Date

I have struggled with project directory structure for Python projects in the past. Some things (like relative imports in projects containing multiple modules in different folders) are not immediately clear to most people, which is why I'm posting a concise little write-up of my knowledge on the topic so far. I have created a Github repository with an example project to assist me in explaining some things; I'll be referring to that regularly throughout this post.

Structuring your project

Let's start off with the full directory structure:

pydirstructure/
├── LICENSE.md
├── pydirstructure
   ├── __init__.py
   ├── module_a.py
   ├── module_b.py
├── README.md
├── requirements.txt
├── setup.py
└── tests
    └── test_a.py

The name of the root directory is not relevant, but I almost always name it identically to the package name.
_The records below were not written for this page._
PR #17, opened 2023-02-22
chore: Fix various ESLint violations

gnarea:
- Exit handling.
- Logging test utils.
- `env-var` test utils.
- Fastify utils.


src/utilities/exitHandling.ts
```diff
@@ -4,6 +4,6 @@ export function configureExitHandling(logger: Logger): void {
   process.on('uncaughtException', (err) => {
     logger.fatal({ err }, 'uncaughtException');
 
-    process.exit(1);
+    process.exitCode = 1;
```
gnarea, line 7: This approach is recommended over the previous one: https://nodejs.org/api/process.html#event-uncaughtexception

annaavanesyan (approved):

PR #20, opened 2023-02-22
chore: Fix ESLint violations in `env-var` test utils

gnarea:


gnarea:
Merged into #17 so it can all be reviewed/merged in one go.

PR #38, opened 2023-03-09
feat: Implement logic to create orgs

levansuper:
 

# Other information


src/services/routes/org.routes.spec.ts
```diff
@@ -16,20 +28,29 @@ describe('org routes', () => {
       url: '/orgs',
     };
 
-    test('Valid parameters with non ASCII name should return success', async () => {
+    test('Valid parameters should return urls', async () => {
```
gnarea, line 31:
```suggestion
    test('Valid parameters should return URLs', async () => {
```

Just for consistency with other repos.

src/services/routes/org.routes.ts
```diff
@@ -1,16 +1,28 @@
...
 import type { FastifyTypedInstance } from '../fastify.js';
-
-export enum ProblemType {
-  MALFORMED_ORG_NAME = 'https://veraid.net/problems/malformed-org-name',
-  MALFORMED_AWALA_ENDPOINT = 'https://veraid.net/problems/malformed-awala-endpoint',
+import { createOrg } from '../../org.js';
+import { CreationProblemType } from '../../CreationProblemType.js';
+
+const ORG_ROUTES_ERROR_MAPPING: {
+  [key in CreationProblemType]: (typeof HTTP_STATUS_CODES)[keyof typeof HTTP_STATUS_CODES];
```
gnarea, line 11: I'm sure you tried this, but just to double check: isn't there a simpler alternative to `(typeof HTTP_STATUS_CODES)[keyof typeof HTTP_STATUS_CODES]`?

Doesn't `keyof typeof HTTP_STATUS_CODES` work?

src/services/routes/org.routes.ts
```diff
@@ -1,16 +1,28 @@
...
 import { ORG_SCHEMA } from '../schema/org.schema.js';
 import type { FastifyTypedInstance } from '../fastify.js';
-
-export enum ProblemType {
-  MALFORMED_ORG_NAME = 'https://veraid.net/problems/malformed-org-name',
-  MALFORMED_AWALA_ENDPOINT = 'https://veraid.net/problems/malformed-awala-endpoint',
+import { createOrg } from '../../org.js';
+import { CreationProblemType } from '../../CreationProblemType.js';
+
+const ORG_ROUTES_ERROR_MAPPING: {
```
gnarea, line 10: Since this isn't exported, I'd suggest something along the lines of `RESPONSE_CODE_BY_PROBLEM_TYPE` or `RESPONSE_CODE_BY_PROBLEM`.

src/services/routes/org.routes.ts
```diff
@@ -1,16 +1,28 @@
...
+  [CreationProblemType.EXISTING_ORG_NAME]: HTTP_STATUS_CODES.CONFLICT,
+  [CreationProblemType.MALFORMED_AWALA_ENDPOINT]: HTTP_STATUS_CODES.BAD_REQUEST,
+  [CreationProblemType.MALFORMED_ORG_NAME]: HTTP_STATUS_CODES.BAD_REQUEST,
+} as const;
+
+interface OrgUrls {
+  self: string;
 }
 
+const formUrls = (name: string): OrgUrls => ({
```
gnarea, line 22: I'd say "form" is correct but it could potentially be ambiguous. How about `makeUrls()`?

src/services/routes/org.routes.ts
```diff
@@ -25,27 +37,24 @@ export default function registerRoutes(
...
-          type: ProblemType.MALFORMED_AWALA_ENDPOINT,
-        });
+      const result = await createOrg(request.body, {
+        logger: this.log,
+        dbConnection: this.mongoose,
+      });
+      if (result.didSucceed) {
+        await reply
+          .code(HTTP_STATUS_CODES.OK)
+          .header('Content-Type', 'application/json')
```
gnarea, line 47: Can you try dropping this? It shouldn't be needed -- plus, Fastify would automatically specify the charset, which is a good idea.

src/services/routes/org.routes.ts
```diff
@@ -25,27 +37,24 @@ export default function registerRoutes(
...
+          .send(formUrls(result.result.name));
         return;
       }
 
       await reply
-        .code(HTTP_STATUS_CODES.OK)
+        .code(ORG_ROUTES_ERROR_MAPPING[result.reason])
         .header('Content-Type', 'application/json')
```
gnarea, line 54: Same here.

gnarea (changes requested):

gnarea:
FYI @levansuper, I just changed the title to make it more user-friendly, since this will go on the release notes.

src/services/routes/org.routes.ts
levansuper: Yep I tried that.
 keyof typeof HTTP_STATUS_CODES returns the keys of the object like "OK", "NO_CONTENT", etc...
 In this case we need the values not the keys that's why I had to write this

gnarea: Cool, let's leave it as it is then 👍🏾

src/services/routes/org.routes.ts
levansuper: OK is very specific for the success case. we will not have reason in this case

gnarea: Note I'm referring to the `Content-Type`... I think that if we drop that line, Fastify will use `application/json; charset=utf-8`, which is even better.

gnarea (dismissed):
LGTM but CI is still blocked until you fix the merge conflicts with `main`.

gnarea (approved):
Awesome, thanks! 🚀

The directory containing the actual code for the package does have to have a relevant name (since it'll be used in import <package_name>), hence it's called pydirstructure, the name of our package.

Most of the files located in the root folder are not going to be very important to your project itself, since they're often configuration files for CI hooks, examples and other stuff. However, setup.py (and requirements.txt in a sense) are very important to your Python project.

requirements.txt

requirements.txt contains the dependencies for your project and can be populated using pip freeze > requirements.txt.

setup.py

setup.py actually contains information regarding installing, testing and deploying your package. Most of it should speak for itself, but I'll go into three little handy things.

1. Parsing requirements.txt

You can see (on line 9 in setup.py) that I'm parsing the requirements file instead of adding all requirements manually to the setup functions keyword arguments. parse_requirements gives a list of installation requirement objects, which can be converted to strings using str.

2. Versioning in toplevel __init__.py

I prefer to keep track of the package version in package/__init__.py and refer to that version from all other places. This allows me to keep the version string in only one place (I'd forget to update all of them, guaranteed, if I had more than one).

3. Entry points

I often write projects that offer commandline interfaces as part of their functionality. You can specify those in setup using the entry_points parameter console_scripts. The syntax is pretty simple:

cli_script_name=package.module:function

So if we make the main function in pydirstructure/module_a.py a script:

cli_script_name=pydirstructure.module_a:main

Easy enough.

That's a simple example of a setup.py that you can use to start out. Of course you can do way more complicated things, but I'd still be typing in 5 years. There's plenty of documentation online!

package/__init__.py

This is the file that glues your package module together. It makes things like this possible:

import pydirstructure as pds


s1 = pds.SomeClass().do_something('waddup readers :D')
s2 = pds.SomeOtherClass().do_something_else('waddup yalllll')

print(s1)
print(s2)

Even though SomeClass is in module_a and SomeOtherClass is in module_b. A package can have multiple __init__.py files; there should be one in every module directory (so if we had more directories below the package directory, each of those should have an __init__.py to be recognized as a module).

Editable installation with pip

Due to relative imports, you can't simply make each Python file in a structured package runnable and expect to be able to run all the different files on their own. However, once you get your setup.py up and running, you can use the following pip command in the project directory to install it editable:

pip install -e .

(protip: work in a virtual environment if you're going to do this, which you should already be doing anyway).